Por: Johann Freire
Ser el eterno forastero, el eterno aprendiz, el eterno postulante: he allí una forma para ser feliz.
Hace unos días se conmemoro la muerte de uno de nuestros mejores narradores que nos dio el Perú para Latinoamérica y el mundo. La obra narrativa de Julio Ramón Ribeyro es la expresión más destacada del realismo urbano que surgió en el Perú durante los años cincuenta, otorgándoles a sus personajes la voz y el rostro de la clase media y popular peruana.
Recuerdo en él mi niñez que llego en ese primer libro bajo el brazo de mi padre, “La Palabra del Mudo” que gustoso me lo entregó y yo curioso me senté en el piso polvoriento donde vivía por entonces a leer con devoción y mucha imaginación. Fue el despertar mío a la lectura que hasta hoy en día conservo.
Gracias a ese estilo sencillo e irónico, los personajes de sus historias se encuentran ante situaciones de quiebre y fracaso y sentimientos personales como la soledad. Su muerte debida a su adicción al cigarro fue un golpe duro que recibí en mi adolescencia, la noticia me la volvió a dar mi padre. En ese tiempo no entendía de adicciones y enfermedades tan dolorosas como el cáncer. Recuerdo el cuento “El Doblaje”, “Al Pié del Acantilado”, “Silvio en el Rosedal” y otras que son parte del legado Riberiano. Sigo pensando: Escritores los de antes carajo!!!
SOLO PARA FUMADORES
Extraído de “La Palabra del Mudo” Volumen IV – Cuentos 1952 – 1993 Primera edición: Diciembre 1994 Jaime Campodónico / Editor S.R.L. Lima - Perú
Sin haber sido un fumador precoz, a partir de cierto momento mi historia se confunde con la historia de mis cigarrillos. De mi período de aprendizaje no guardo un recuerdo muy claro, salvo del primer cigarrillo que fumé, a los catorce o quince años. Era un pitillo rubio, marca Derby, que me invitó un condiscípulo a la salida del colegio. Lo encendí muy asustado, a la sombra de una morera y después de echar unas cuantas pitadas me sentí tan mal que estuve vomitando toda la tarde y me juré no repetir la experiencia.
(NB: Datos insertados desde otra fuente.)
PR #1587, opened 2023-11-07
Revert "Bump bootsnap from 1.16.0 to 1.17.0"

andy-collon:
Reverts alphagov/content-tagger#1584
We've been getting Failed to open TCP connection to localhost:9091 errors in integration, staging and production since yesterday just after this was released to staging and production, though integration was released on the 1st November. Reverting to rule it out as root cause


anatron (approved):

andy-collon:
The issue was identified as due to missing configuration which has been added to the helm charts

PR #1601, opened 2023-12-06
Update to Ruby 3.2.2

mtaylorgds:
There has been a change in how Ruby prints errors, which seems to have impacted a test that was checking stdout. The Ruby change discussion talks about printing unhandled errors, and in our case we're printing the results of an exception's `#inspect` method in a `rescue` block, but it seems too closely-related to be a coincidence.

Aside from making the output go all on a single line (so the newlines in the HEREDOC were being removed), the escape sequences were being double-escaped (so every `\"` became `\\"`). Putting single-quotes around the opening identifier avoids this issue.

Ruby language change discussion:
https://bugs.ruby-lang.org/issues/18367

[Trello card](https://trello.com/c/vmM1yVzB)


cynthia-anya (approved):
LGTM

PR #1768, opened 2024-08-08
Fix broken icons

andysellick:

## What / why
- fixes broken icons across the site
- icons are glyphicons from bootstrap, which are included as part of that dependency and can't be directly modified
- problem is caused by the compiled Sass not being able to find and download the icon font files e.g. https://content-tagger.publishing.service.gov.uk/assets/content-tagger/bootstrap/glyphicons-halflings-regular.eot
- this appears to be because the syntax in bootstrap for defining these files uses `url(font-path(path))` which doesn't seem to work anymore, could be related to the recent dart-sass migration but unclear
- as a workaround have copied the font-face declaration from the bootstrap CSS into our own, and replaced the above with `url(path)`, which works
- this occurs after the bootstrap declaration, overriding it and allowing the icon font file to be found and loaded correctly

## Visual changes

Before
Screenshot 2024-08-08 at 16 12 33

After
Screenshot 2024-08-08 at 16 12 40

Trello card: https://trello.com/c/gW2NW1sB/239-fix-sass-compilation-warnings

### DIFF
--- a/app/assets/javascripts/views/related-content-tagger.js
+++ b/app/assets/javascripts/views/related-content-tagger.js
@@ -10,7 +10,7 @@
       var $templateTag = $fieldset.find('.related-item-template > li').first()
       var $fieldErrors = $fieldset.find('.related-item-error-message')
 
-      $fieldset.on('click', '.select2-search-choice-close', removeItem)
+      $fieldset.on('click', '.js-remove-related', removeItem)
       $basePathInput.on('keypress', lookUpBasePathOnEnterPress)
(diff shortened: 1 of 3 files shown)


andysellick:
Think I've fixed all the icons now. Unfortunately they're mostly in external dependencies, which aren't fully compatible with the new dart-sass compilation, meaning we can't access that code to fix it. I've had to add some unfortunately quite specific overrides in our our Sass, the problem is around background images originally written using `image-url` instead of `url`.

mtaylorgds (approved):
LGTM—great work figuring this out!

Juramento inútil, como otros tantos que lo siguieron, pues años más tarde, cuando ingresé a la universidad, me era indispensable entrar al Patio de Letras con un cigarrillo encendido. Metros antes de cruzar el viejo zaguán ya había chasqueado la cerilla y alumbrado el pitillo. Eran entonces los Chesterfield, cuyo aroma dulzón guardo hasta ahora en mi memoria. Un paquete me duraba dos o tres días y para poder comprarlo tenía que privarme de otros caprichos, pues en esa época vivía de propinas. Cuando no tenía cigarrillos ni plata para comprarlos se los robaba a mi hermano. Al menor descuido ya había deslizado la mano en su chaqueta colgada de una silla y sustraído un pitillo. Lo digo sin ninguna vergüenza, pues él hacía lo mismo conmigo. Se trataba de un acuerdo tácito y además de una demostración de que las acciones reprensibles, cuando son recíprocas y equivalentes, crean un statu quo y permiten una convivencia armoniosa.